Scanning an SLPK (ZIP store) containing millions of documents is usually inefficient and slow. A hash table file may be added to the SLPK to improve first load and file scanning performances.
A hash table is a data structure that implements an associative array abstract data type, a structure that can map keys to values. A hash table uses a hash function to compute an index, also called a hash code, into an array of buckets or slots, from which the desired value can be found (Wikipedia).
-
The offset of each SLPK file is known. For example, the byte offset from the beginning of the SLPK file to the first byte of its ZIP local file header. See ZIP specification for reference.
-
Convert all file paths to their canonical path. Canonical paths must:
- Use a forward slash as the path separator
/
- Not contain a heading forward slash
- Example:
/my/PATH.json
converts tomy/path.json
- Use a forward slash as the path separator
-
Compute the MD5 128 bit-hash for each canonical path to create an array of key-value pairs [MD5-digest ->Offset 64bit].
-
Sort the key-value pairs by ascending keys using the following comparison based on little-endian architecture:
//for performance the following C++ comparator is used: (**little-endian**)

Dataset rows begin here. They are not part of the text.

PR #1330, opened 2016-02-28
Optimise class prepare handling

greenrd:
This avoids:
- Creating duplicate breakpoints
- O(n^2) walking of a source file

Also fix a bug in JVM attaching that if a class was already loaded but not one of its
anonymous inner classes, a breakpoint might get set only in the former but not the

typedef std::array< unsigned char, 16 > md5_hash;
bool less_than( const md5_hash& hash_a, md5_hash& hash_b )
{
const uint64* a = reinterpret_cast<const uint64*>(&hash_a[0]);
const uint64* b = reinterpret_cast<const uint64*>(&hash_b[0]);
return a[0] == b[0] ? a[1] < b[1] : a[0] < b[0];
}
- Write this sorted array as the last file of the SLPK archive (last entry in the ZIP central directory). The file must be named
@specialIndexFileHASH128@
. Each array element is 24-bytes long, and includes the following restrictions:- 16 bytes for the MD5-digest and 8 bits for the offset.
- Must be in little-endian order.
- Must not contain padding.
- Must not contain a header.
-
Convert the input path to the canonical path and compute its MD5 hash (i.e. key).
-
Search for key in the hash table. This can be easily implemented as a binary (i.e. dichotomic) search since the keys are sorted.
-
Retrieve the file from the ZIP archive using the offset associated with key.